Die Eisenbahn veränderte Winden nicht nur verkehrstechnisch, sondern auch sozial und wirtschaftlich. Besonders prägend war die große Zahl an Eisenbahnern, die im Ort lebten und arbeiteten. Der Bahnhof bot sichere Arbeitsplätze in unterschiedlichsten Funktionen – vom Lokführer über Fahrdienstleiter und Weichenwärtern bis hin zu Rangierern, Schrankenwärtern und Beschäftigten in der Güterabfertigung. Viele Familien waren über Generationen hinweg mit der Bahn verbunden, und der Beruf des Eisenbahners wurde zu einem festen Bestandteil der örtlichen Identität. Die Eisenbahner bildeten in Winden eine eigene, stark identitätsstiftende Berufsgruppe. Sie standen für Zuverlässigkeit, technisches Können und Verantwortungsbewusstsein, denn ein reibungsloser und sicherer Bahnbetrieb verlangte hohe Disziplin und gute Zusammenarbeit. Schichtdienst, Nachtarbeit und Einsatz an Wochenenden gehörten zum Alltag und bestimmten auch das Familienleben.
Ein charakteristisches und bis heute sichtbares Element dieser Eisenbahnerkultur sind die Kleingärten in unmittelbarer Nähe des Bahnhofs, die im Dorf als „Bahngärten“ bekannt sind. Diese Gärten entstanden vor allem aus den Lebens- und Arbeitsbedingungen der Eisenbahner heraus. Trotz vergleichsweise sicherer Beschäftigung waren die Einkommen, insbesondere im 19. und frühen 20. Jahrhundert, oft begrenzt. Die Bahngärten ermöglichten den Familien eine wichtige Form der Selbstversorgung und stellten damit eine besondere Form der Eisenbahn-Landwirtschaft dar.
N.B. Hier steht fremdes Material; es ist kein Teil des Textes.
PR #672, opened 2015-07-07
go back to 96 dpi resolution in print 

jaykayone:
to avoid symbol scaling problems. a better solution will be implemented later on

### DIFF
--- a/geoportailv3/static/js/print/printdirective.js
+++ b/geoportailv3/static/js/print/printdirective.js
@@ -294,7 +294,7 @@ app.PrintController.MAP_SIZES_ = [
  * @type {number}
  * @private
  */
-app.PrintController.DPI_ = 300;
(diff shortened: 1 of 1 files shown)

In den Bahngärten bauten die Eisenbahner und ihre Familien Gemüse, Kartoffeln und Obst an, hielten teilweise Kleintiere und schufen sich damit eine zusätzliche, verlässliche Nahrungsquelle. Gerade in Krisenzeiten – etwa während der Weltkriege, der Inflation oder der unmittelbaren Nachkriegsjahre – waren diese Gärten von existenzieller Bedeutung. Sie halfen, Versorgungslücken zu schließen, und trugen dazu bei, die wirtschaftliche Sicherheit der Familien zu erhöhen. Die Nähe zum Arbeitsplatz erlaubte es, die Gärten auch zwischen Schichten oder nach Dienstschluss zu bewirtschaften.
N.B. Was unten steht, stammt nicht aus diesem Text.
PR #680, opened 2015-07-07
Update of translations

petzlux:


jaykayone:
don't merge, there are wrong translations

petzlux:
@jaykayone better ?

jaykayone:
a little bit

petzlux:
@pgiraud @elemoine  

The translations for the measure tools tooltips are not taken into account. They are present in the .po files, but missing from the generated geoportailv3.json language files and thus the tooltips are always in english.

elemoine:
> The translations for the measure tools tooltips are not taken into account. They are present in the .po files, but missing from the generated geoportailv3.json language files and thus the tooltips are always in english. 

@petzlux did you remove that comment?

jaykayone:
good question ;)

petzlux:
Yes I did, somehow a rebuild did the trick , probably my stupidity rather than a real problem.

jaykayone:
let's merge

Issue #664, opened 2015-07-06
map distortion


jaykayone:
when using the getfeatureinfo, the map is now distorted

jaykayone:
this is a regression

jaykayone:
as @pgiraud is not there today, can you have a look please @elemoine?

elemoine:
I did not have time for that. I just noticed that the problem is related to https://github.com/camptocamp/ngeo/pull/256. In the case of the "info panel" the animation callback is called with a target element which is not the one onto which the resizemap directive is attached.

jaykayone:
@elemoine do you have the time to work on this today? 
If not, do you think, we can fix it on the application side, or does this have to be tackled in ngeo?

It's the last issue preventing us to make user tests.

Thanks
Jeff

pgiraud:
I'm back to work. I'll dig into this this afternoon.

jaykayone:
thanks

pgiraud:
It looks like it happens in other cases. Here's an other one:
 - right click on map -> info panel opens,
 - click on closing cross -> info panel closes and map is distorted.

jaykayone:
yes, that's correct

rmichaelis:
it seems to happen as soon as the left panel is not opened by one of the 3 left button.
I have the feeling that it happens when the side panel is opened through a binding in a directive.

pgiraud:
It looks like something weird happens when there's a ngRepeat or ngShow in child elements.
I made a sample to show this. http://plnkr.co/edit/KEIfoHDiw7n97ljLm2CZ
And sent a message to the mailing list https://groups.google.com/forum/#!topic/angular/T0j0gg1G2P0

jaykayone:
Is there an alternative way of repairing this? 
if possible I do not want to wait for angular to fix a bug

pgiraud:
I understand. I'm trying to find a workaround.
By the way, here's an example showing how easy it can be reproduced.
https://github.com/camptocamp/ngeo/commit/41a0753c2cb80e97339956fd0781b423f78dc1e1

rmichaelis:
Is this issue related to this one #679  ?

elemoine:
> Is this issue related to this one #679 ?

Not really. But #697, which fixes this issue, removes `ngAnimate` entirely, which will fix #679!

PR #697, opened 2015-07-08
New "resize map" implementation

### LINKED ISSUE #679: ev.elapsedTime is undefined
When navigating on catalog I receive this error : (with ff, seems to work with chrome)

TypeError: ev.elapsedTime is undefined
http://devv3rm.geoportail.lu/node_modules/angular-animate/angular-animate.js
Line 1262

elemoine:
This PR hopefully fixes the map distortion issues once for good.

As [commented](https://github.com/Geoportail-Luxembourg/geoportailv3/issues/664#issuecomment-119567039) by @pgiraud, there are bugs in `ngAnimate` that prevent us from relying on the `$animate` service to know when animations start and end.

So we decided to write a simple directive that just, when a state changes, resizes the map in animation loop during 1 second. This may sound hackish but it is simple and more robust than other solutions. 

One benefit is the removal of `angular-animate`.

Fixes https://github.com/Geoportail-Luxembourg/geoportailv3/issues/664.
Fixes #679.


geoportailv3/static/js/locationinfo/locationinfodirective.js
```diff
@@ -179,24 +178,12 @@ app.LocationinfoController =
...
-   * @type {angular.Scope}
-   * @private
-   */
-  this.scope_ = $scope;
-
-  /**
    * @type {angular.$timeout}
    * @private
    */
   this.$timeout_ = $timeout;
```
pgiraud: Once the pull request is merged, I think we can remove this private variable.

pgiraud:
LGTM. Please merge.

PR #700, opened 2015-07-09
change cursor and perform query only one the previous one has finished

rmichaelis:
It can be tested on devv3rm


rmichaelis:
@petzlux could you please review ?

petzlux:
yes doing right now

Darüber hinaus hatten die Bahngärten eine wichtige soziale Funktion. Sie waren Orte des Ausgleichs zur oft körperlich wie mental anspruchsvollen Arbeit im Eisenbahnbetrieb, die durch Schichtdienst, Nachtarbeit und hohe Verantwortung geprägt war. In den Gärten traf man sich, tauschte Saatgut, Ernteerträge und Erfahrungen aus und pflegte nachbarschaftliche Gemeinschaften. Die Bahngärten stärkten so den Zusammenhalt unter den Eisenbahnern.
Auch für das Ortsbild und das Selbstverständnis Windens sind die Bahngärten von Bedeutung. Sie verdeutlichen, wie eng Arbeit, Alltag und Lebensraum miteinander verflochten waren. Die Gärten stehen sinnbildlich für die Bodenständigkeit, den Fleiß und die Selbsthilfekultur der Eisenbahnerfamilien. Bis heute erinnern sie an eine Zeit, in der die Eisenbahn nicht nur Verkehrsmittel oder Arbeitgeber war, sondern ein umfassender Lebenszusammenhang, der Arbeit, Wohnen und Versorgung miteinander verband.
Insgesamt zeigt sich, dass die Geschichte der Pfälzischen Maximiliansbahn in Winden nicht allein in Gleisen, Gebäuden und Fahrplänen zu erzählen ist. Sie ist vor allem eine Geschichte der Menschen – der Eisenbahner und ihrer Familien –, zu der auch die Bahngärten als Ausdruck von Eigenständigkeit, Gemeinschaft und alltäglichem Überleben gehören. Sie sind ein stilles, aber eindrucksvolles Zeugnis der sozialen und wirtschaftlichen Bedeutung der Eisenbahn für die Gemeinde Winden.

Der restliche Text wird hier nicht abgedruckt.